Exact reproduction required: the lines below from the line with "The idea is" to the line with "PR #428, opened 2022-10-11", both ends included, and no others.

___ Recorded data

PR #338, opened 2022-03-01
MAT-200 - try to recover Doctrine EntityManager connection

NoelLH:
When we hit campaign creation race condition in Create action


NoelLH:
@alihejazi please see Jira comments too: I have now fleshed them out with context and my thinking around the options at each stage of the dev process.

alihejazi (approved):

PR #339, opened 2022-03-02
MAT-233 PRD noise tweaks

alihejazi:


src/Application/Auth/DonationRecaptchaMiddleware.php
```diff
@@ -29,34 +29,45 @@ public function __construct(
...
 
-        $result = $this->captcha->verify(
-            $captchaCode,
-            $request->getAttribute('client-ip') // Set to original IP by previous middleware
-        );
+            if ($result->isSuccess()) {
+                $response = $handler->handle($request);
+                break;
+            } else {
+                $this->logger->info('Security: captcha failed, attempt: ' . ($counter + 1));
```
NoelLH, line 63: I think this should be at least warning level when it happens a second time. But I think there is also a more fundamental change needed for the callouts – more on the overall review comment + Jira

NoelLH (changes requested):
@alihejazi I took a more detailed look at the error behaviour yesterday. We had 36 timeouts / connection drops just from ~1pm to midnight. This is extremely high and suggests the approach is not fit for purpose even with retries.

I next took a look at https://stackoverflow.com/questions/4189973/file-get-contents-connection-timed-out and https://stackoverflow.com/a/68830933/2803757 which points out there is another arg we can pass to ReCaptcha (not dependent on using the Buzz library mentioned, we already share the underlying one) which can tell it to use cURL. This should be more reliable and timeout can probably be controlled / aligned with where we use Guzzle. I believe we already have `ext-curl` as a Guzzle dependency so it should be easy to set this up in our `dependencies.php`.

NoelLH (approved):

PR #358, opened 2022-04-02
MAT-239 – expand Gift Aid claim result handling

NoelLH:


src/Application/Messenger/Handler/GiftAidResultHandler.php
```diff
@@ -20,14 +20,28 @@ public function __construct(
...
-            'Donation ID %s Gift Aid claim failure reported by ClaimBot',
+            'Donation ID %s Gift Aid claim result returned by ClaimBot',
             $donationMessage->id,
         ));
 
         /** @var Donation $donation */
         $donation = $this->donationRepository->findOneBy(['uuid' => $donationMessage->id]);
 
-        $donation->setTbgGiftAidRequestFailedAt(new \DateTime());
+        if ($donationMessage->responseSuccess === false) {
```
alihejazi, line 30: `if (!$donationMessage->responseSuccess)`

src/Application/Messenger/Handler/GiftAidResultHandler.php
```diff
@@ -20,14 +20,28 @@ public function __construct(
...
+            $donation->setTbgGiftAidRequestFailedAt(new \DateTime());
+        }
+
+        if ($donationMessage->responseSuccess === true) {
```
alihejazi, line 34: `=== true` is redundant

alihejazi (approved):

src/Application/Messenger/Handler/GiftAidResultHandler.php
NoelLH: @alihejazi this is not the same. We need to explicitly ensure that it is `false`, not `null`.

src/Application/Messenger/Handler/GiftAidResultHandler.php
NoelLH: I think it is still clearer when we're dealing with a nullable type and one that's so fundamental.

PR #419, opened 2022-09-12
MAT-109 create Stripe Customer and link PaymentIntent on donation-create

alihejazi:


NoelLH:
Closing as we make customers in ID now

______
___ Recorded data

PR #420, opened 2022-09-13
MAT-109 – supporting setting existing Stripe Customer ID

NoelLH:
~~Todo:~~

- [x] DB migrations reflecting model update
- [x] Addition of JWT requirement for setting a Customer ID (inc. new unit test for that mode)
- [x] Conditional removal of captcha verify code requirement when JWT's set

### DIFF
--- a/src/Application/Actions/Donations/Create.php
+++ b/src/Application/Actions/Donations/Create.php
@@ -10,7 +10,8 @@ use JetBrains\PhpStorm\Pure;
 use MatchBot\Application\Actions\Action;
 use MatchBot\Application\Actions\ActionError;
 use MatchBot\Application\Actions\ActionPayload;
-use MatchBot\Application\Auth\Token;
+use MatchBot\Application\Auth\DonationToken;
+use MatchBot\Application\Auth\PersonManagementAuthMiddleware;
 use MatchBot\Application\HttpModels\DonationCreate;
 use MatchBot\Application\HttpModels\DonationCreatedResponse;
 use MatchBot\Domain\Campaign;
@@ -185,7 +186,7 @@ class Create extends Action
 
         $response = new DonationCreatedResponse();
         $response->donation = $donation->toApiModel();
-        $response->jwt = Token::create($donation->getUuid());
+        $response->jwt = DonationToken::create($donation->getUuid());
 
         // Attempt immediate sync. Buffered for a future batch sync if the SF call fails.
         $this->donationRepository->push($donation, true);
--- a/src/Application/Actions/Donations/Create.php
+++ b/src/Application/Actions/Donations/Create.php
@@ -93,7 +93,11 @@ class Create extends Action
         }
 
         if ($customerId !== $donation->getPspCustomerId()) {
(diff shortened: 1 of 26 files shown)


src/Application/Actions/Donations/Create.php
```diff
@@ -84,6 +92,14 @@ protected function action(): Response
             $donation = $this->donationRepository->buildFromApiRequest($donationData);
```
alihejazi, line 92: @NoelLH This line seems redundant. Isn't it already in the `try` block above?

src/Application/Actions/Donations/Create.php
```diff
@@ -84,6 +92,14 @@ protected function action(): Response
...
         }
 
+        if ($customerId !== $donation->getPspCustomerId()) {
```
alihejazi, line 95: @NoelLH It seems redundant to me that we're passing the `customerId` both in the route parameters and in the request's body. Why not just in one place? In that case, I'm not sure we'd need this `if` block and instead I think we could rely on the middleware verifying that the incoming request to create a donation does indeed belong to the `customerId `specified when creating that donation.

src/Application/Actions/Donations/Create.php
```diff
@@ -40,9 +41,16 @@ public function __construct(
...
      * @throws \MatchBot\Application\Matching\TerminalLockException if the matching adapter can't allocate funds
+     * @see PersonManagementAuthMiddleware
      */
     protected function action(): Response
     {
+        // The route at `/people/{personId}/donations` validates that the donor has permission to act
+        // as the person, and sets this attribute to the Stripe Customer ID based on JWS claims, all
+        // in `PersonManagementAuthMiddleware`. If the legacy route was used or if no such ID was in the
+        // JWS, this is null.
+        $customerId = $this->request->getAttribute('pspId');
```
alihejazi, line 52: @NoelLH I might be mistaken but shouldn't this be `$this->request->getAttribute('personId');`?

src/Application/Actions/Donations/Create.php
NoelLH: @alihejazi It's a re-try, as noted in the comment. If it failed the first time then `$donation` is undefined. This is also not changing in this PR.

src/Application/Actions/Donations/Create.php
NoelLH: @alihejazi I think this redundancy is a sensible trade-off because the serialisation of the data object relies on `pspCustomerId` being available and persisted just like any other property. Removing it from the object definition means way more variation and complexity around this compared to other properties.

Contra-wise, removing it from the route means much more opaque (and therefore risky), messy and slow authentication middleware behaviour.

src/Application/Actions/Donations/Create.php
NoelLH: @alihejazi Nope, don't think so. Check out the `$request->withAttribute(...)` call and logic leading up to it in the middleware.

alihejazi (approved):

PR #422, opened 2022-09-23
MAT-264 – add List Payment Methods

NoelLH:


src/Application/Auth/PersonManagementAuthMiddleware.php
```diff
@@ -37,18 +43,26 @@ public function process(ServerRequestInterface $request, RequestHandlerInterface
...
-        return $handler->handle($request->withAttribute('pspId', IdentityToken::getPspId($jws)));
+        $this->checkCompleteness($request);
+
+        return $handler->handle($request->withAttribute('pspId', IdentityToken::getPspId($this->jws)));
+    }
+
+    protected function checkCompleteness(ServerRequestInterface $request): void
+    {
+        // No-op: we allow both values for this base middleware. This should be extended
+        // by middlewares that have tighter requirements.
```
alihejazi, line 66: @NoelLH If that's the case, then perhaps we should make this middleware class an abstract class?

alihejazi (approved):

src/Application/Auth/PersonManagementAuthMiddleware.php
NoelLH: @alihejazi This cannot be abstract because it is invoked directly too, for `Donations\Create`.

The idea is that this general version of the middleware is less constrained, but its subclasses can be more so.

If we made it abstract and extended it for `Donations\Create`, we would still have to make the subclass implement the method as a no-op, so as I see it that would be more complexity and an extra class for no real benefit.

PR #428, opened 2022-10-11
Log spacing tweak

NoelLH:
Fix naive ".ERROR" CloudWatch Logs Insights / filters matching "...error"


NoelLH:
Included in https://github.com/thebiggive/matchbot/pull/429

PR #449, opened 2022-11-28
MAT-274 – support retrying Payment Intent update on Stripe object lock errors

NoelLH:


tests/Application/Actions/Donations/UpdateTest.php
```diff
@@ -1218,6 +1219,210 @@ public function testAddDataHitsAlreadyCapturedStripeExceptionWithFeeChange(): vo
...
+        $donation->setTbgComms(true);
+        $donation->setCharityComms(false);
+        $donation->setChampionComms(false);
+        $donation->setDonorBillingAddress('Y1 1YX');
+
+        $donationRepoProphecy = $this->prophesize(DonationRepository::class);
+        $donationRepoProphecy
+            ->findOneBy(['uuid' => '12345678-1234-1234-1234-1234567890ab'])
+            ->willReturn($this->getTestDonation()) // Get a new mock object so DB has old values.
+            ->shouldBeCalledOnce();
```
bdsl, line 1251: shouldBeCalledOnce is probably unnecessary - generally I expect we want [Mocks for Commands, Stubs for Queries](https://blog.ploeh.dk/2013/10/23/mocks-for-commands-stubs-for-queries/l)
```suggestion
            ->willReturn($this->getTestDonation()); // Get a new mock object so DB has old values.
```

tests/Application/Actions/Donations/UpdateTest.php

______
___ Recorded data

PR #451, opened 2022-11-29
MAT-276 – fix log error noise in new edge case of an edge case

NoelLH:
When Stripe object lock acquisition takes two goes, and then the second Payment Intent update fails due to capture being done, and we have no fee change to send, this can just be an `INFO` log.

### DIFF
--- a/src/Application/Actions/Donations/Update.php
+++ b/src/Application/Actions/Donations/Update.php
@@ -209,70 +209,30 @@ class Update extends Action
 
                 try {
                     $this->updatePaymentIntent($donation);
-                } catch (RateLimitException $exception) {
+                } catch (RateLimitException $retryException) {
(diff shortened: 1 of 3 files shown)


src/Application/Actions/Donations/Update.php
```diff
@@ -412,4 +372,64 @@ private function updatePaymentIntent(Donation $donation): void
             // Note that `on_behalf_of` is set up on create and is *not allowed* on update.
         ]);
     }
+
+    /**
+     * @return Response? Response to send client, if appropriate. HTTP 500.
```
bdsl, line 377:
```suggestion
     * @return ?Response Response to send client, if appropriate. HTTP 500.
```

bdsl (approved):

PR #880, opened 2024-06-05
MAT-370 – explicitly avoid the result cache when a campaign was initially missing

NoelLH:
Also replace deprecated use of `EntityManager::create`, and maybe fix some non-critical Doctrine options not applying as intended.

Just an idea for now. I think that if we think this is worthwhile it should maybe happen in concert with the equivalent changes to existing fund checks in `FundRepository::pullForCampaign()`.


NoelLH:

______

### Final answer
The idea is that this general version of the middleware is less constrained, but its subclasses can be more so.

If we made it abstract and extended it for `Donations\Create`, we would still have to make the subclass implement the method as a no-op, so as I see it that would be more complexity and an extra class for no real benefit.

PR #428, opened 2022-10-11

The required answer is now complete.